How do we understand the Word-Count sample of Apache Flink


I'm just learning Apache Flink and here is the Word Count sample: https://ci.apache.org/projects/flink/flink-docs-stable/getting-started/tutorials/local_setup.html

I works but I have something that can't understand clearly.

Flink have three parts: JobManager, TaskManager and JobClient. As my understanding, the java code of the class SocketWindowWordCount should be a part of JobClient, this class should send what it asks to do to the JobClient then the JobClient can send the tasks to the JobManager.

Am I right?

If I'm right, I don't know which part of code in the file SocketWindowWordCount.java is responsible to send what it asks to do to the JobClient.

Is listening on the port also a part of the task which will be sent to the JobManager then to TaskManager?

// get input data by connecting to the socket
DataStream<String> text = env.socketTextStream("localhost", port, "\n");

// parse the data, group it, window it, and aggregate the counts
DataStream<WordWithCount> windowCounts = text
    .flatMap(new FlatMapFunction<String, WordWithCount>() {
        @Override
        public void flatMap(String value, Collector<WordWithCount> out) {
            for (String word : value.split("\\s")) {
                out.collect(new WordWithCount(word, 1L));
            }
        }
    })
    .keyBy("word")
    .timeWindow(Time.seconds(5), Time.seconds(1))
    .reduce(new ReduceFunction<WordWithCount>() {
        @Override
        public WordWithCount reduce(WordWithCount a, WordWithCount b) {
            return new WordWithCount(a.word, a.count + b.count);
        }
    });

// print the results with a single thread, rather than in parallel
windowCounts.print().setParallelism(1);

Is all of the codes above a part of the task?
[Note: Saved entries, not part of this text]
PR #755, opened 2022-12-02
Move Linux & MacOs CallArranger tests into separate files

swesonga:
This separation was suggested in https://github.com/openjdk/panama-foreign/pull/754#discussion_r1032658310


JornVernee (approved):
LGTM, thanks for taking care of this

PR #758, opened 2022-12-09
Update foreign memory doc

mcimadamore:
This patch updates the foreign memory document to reflect the latest API changes in Java 20.

I've streamlined the document, removed some obsolete sections (as well as sections that didn't seem to add much), and re-ordered the various sections so that the narrative is now easier to follow.

---------
### Progress

### Reviewers
 * [Jorn Vernee](https://openjdk.org/census#jvernee) (@JornVernee - Committer) ⚠️ Review applies to [84093026](https://git.openjdk.org/panama-foreign/pull/758/files/840930264d4d8442db05e4396ed9383706599254)

### Reviewing

Checkout this PR locally: \
`$ git fetch https://git.openjdk.org/panama-foreign pull/758/head:pull/758` \
`$ git checkout pull/758`

`$ git checkout pull/758` \
`$ git pull https://git.openjdk.org/panama-foreign pull/758/head`

</details>

Checkout this PR locally: \
`$ git pr checkout 758`

`$ git pr show -t 758`

</details>

<a href="https://git.openjdk.org/panama-foreign/pull/758.diff">https://git.openjdk.org/panama-foreign/pull/758.diff</a>

</details>


doc/panama_memaccess.md
```diff
@@ -1,31 +1,88 @@
...
+
+Most programs, though, require off-heap memory to be deallocated  while the program is running, and thus need memory segments with *bounded* lifetimes. The simplest way to obtain a segment with bounded lifetime is to use an *automatic scope*:
+
+```java
+MemorySegment segment = MemorySegment.allocateNative(100, SegmentScope.auto());
+```
+
+Segments associated with an automatic scope are alive as long as they are determined to be reachable by the garbage collector. In other words, the above snippet creates a native segment whose behavior closely matches that of a `ByteBuffer` allocated with the `allocateDirect` factory.
+
+There are cases, however, where automatic deallocation is not enough: consider the case where a large memory segment is mapped from a file (this is possible using `MemorySegment::map`); in this case, an application would probably prefer to release (e.g. `unmap`) the memory associated with this segment in a *deterministic* fashion, to ensure that memory doesn't remain available for longer than in needs to.
```
JornVernee, line 29:
```suggestion
There are cases, however, where automatic deallocation is not enough: consider the case where a large memory segment is mapped from a file (this is possible using `MemorySegment::map`); in this case, an application would probably prefer to release (e.g. `unmap`) the memory associated with this segment in a *deterministic* fashion, to ensure that memory doesn't remain available for longer than it needs to.
```

doc/panama_memaccess.md
```diff
@@ -1,31 +1,88 @@
...
+```
+try (Arena arena = Arena.openConfined()) {
+    MemorySegment segment1 = MemorySegment.allocateNative(100, arena.scope());
+    MemorySegment segment2 = MemorySegment.allocateNative(100, arena.scope());
+    ...
+    MemorySegment segmentN = MemorySegment.allocateNative(100, arena.scope());
+} // all segments are deallocated here
+```
+
+When the arena is closed (above, this is done with the *try-with-resources* construct) the arena scope is no longer alive, all the segments associated with it are invalidated,  and the regions of memory backing the segments are deallocated  atomically.
```
JornVernee, line 42: We don't deallocate atomically, but we invalidate atomically. So I think this should be:

```suggestion
When the arena is closed (above, this is done with the *try-with-resources* construct) the arena scope is no longer alive, all the segments associated with it are invalidated atomically, and the regions of memory backing the segments are deallocated.
```

doc/panama_memaccess.md
```diff
@@ -1,31 +1,88 @@
...
+
+### Thread-confinement
+
+Arenas provide a strong temporal safety guarantee: memory segments associated with an arena scope cannot be accessed after the arena is closed, since the arena scope is no longer alive. If an arena is opened and closed by the same thread, and all memory segments allocated with the arena's scope are accessed only  by that thread, then ensuring correctness is straightforward. However, if memory segments allocated with the arena scope are accessed by  multiple threads then ensuring correctness is complex. For example, a segment allocated with arena scope might be accessed by one thread while another thread attempts to close the arena. To guarantee temporal safety without making single-threaded clients pay undue cost, there are  two kinds of arenas: *confined* and *shared*.
```
JornVernee, line 46:
```suggestion
Arenas provide a strong temporal safety guarantee: memory segments associated with an arena scope cannot be accessed after the arena is closed, since the arena scope is no longer alive. If an arena is opened and closed by the same thread, and all memory segments allocated with the arena's scope are accessed only  by that thread, then ensuring correctness is straightforward. However, if memory segments allocated with the arena scope are accessed by  multiple threads then ensuring correctness is complex. For example, a segment allocated with an arena scope might be accessed by one thread while another thread attempts to close the arena. To guarantee temporal safety without making single-threaded clients pay undue cost, there are  two kinds of arenas: *confined* and *shared*.
```

doc/panama_memaccess.md
```diff
@@ -102,143 +145,23 @@ In the above, `xHandle` and `yHandle` are two var handle instances whose type is
...
+The attentive reader might have noted how rich the var handles obtains from memory layouts are, compared to the simple memory access var handle we have constructed here. How do we go from a simple access var handle that takes a byte offset to a var handle that can dereference a complex layout path? The answer is, by using var handle *combinators*. Developers familiar with the method handles know how simpler method handles can be combined into more complex ones using the various combinator methods in the `MethodHandles` class. These methods allow, for instance, to insert (or bind) arguments into a target method handle, filter return values, permute arguments and much more.
```
JornVernee, line 162:
```suggestion
The attentive reader might have noted how rich the var handles obtained from memory layouts are, compared to the simple memory access var handle we have constructed here. How do we go from a simple access var handle that takes a byte offset to a var handle that can dereference a complex layout path? The answer is, by using var handle *combinators*. Developers familiar with the method handles know how simpler method handles can be combined into more complex ones using the various combinator methods in the `MethodHandles` class. These methods allow, for instance, to insert (or bind) arguments into a target method handle, filter return values, permute arguments and much more.
```

doc/panama_memaccess.md
```diff
@@ -253,33 +176,33 @@ long offsetOfY = points.byteOffset(PathElement.sequenceElement(3), PathElement.g
...
+The FFM API provides basic safety guarantees for all memory segments created using the API. More specifically, a memory dereference operation should either succeed, or result in a runtime exception — but, crucially, should never result in a VM crash, or, more subtly, in memory corruption occurring *outside* the region of memory associated with a memory segment. This is indeed the case, as all memory segments feature immutable *spatial bounds*, and, as we have seen, are associated with a segment scope which make sure that segments cannot be dereferenced after their backing region of memory have been deallocated.
```
JornVernee, line 183:
```suggestion
The FFM API provides basic safety guarantees for all memory segments created using the API. More specifically, a memory dereference operation should either succeed, or result in a runtime exception — but, crucially, should never result in a VM crash, or, more subtly, in memory corruption occurring *outside* the region of memory associated with a memory segment. This is indeed the case, as all memory segments feature immutable *spatial bounds*, and, as we have seen, are associated with a segment scope which make sure that segments cannot be dereferenced after their backing regions of memory have been deallocated.
```

doc/panama_memaccess.md
```diff
@@ -253,33 +176,33 @@ long offsetOfY = points.byteOffset(PathElement.sequenceElement(3), PathElement.g
...
-* <a id="2"/>(<sup>2</sup>):<small> Clients can enforce stricter type checking when interacting with `VarHandle` instances, by obtaining an *exact* var handle, using the `VarHandle::withInvokeExactBehavior` method.</small>
-* <a id="3"/>(<sup>3</sup>):<small> Shared sessions rely on VM thread-local handshakes (JEP [312](https://openjdk.java.net/jeps/312)) to implement lock-free, safe, shared memory access; that is, when it comes to memory access, there should no difference in performance between a shared segment and a confined segment. On the other hand, `MemorySession::close` might be slower on shared sessions than on confined ones.</small>
+* <a id="1"/>(<sup>1</sup>):<small> Shared arenas rely on VM thread-local handshakes (JEP [312](https://openjdk.java.net/jeps/312)) to implement lock-free, safe, shared memory access; that is, when it comes to memory access, there should no difference in performance between a shared segment and a confined segment. On the other hand, `Arena::close` might be slower on shared arenas than on confined ones.</small>
```
JornVernee, line 205:
```suggestion
* <a id="1"/>(<sup>1</sup>):<small> Shared arenas rely on VM thread-local handshakes (JEP [312](https://openjdk.java.net/jeps/312)) to implement lock-free, safe, shared memory access; that is, when it comes to memory access, there should be no difference in performance between a shared segment and a confined segment. On the other hand, `Arena::close` might be slower on shared arenas than on confined ones.</small>
```

JornVernee (approved):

In a word, I kind of understand the architecture of Flink but I want to know more details about how the JobClient works.


Solution

  • Your program itself is the JobClient from the architectural point of view. In particular, you have dependencies on the JobClient that are used when you execute the DataStream.

    All of your code is the task definition that gets serialized and sent to the JobManager, which distributes it to the TaskManager.

    You left out the "most" important part of the program

    env.execute("Socket Window WordCount");

    That is actually triggering the JobClient to package the DataStream program and send it to the configured JobManager.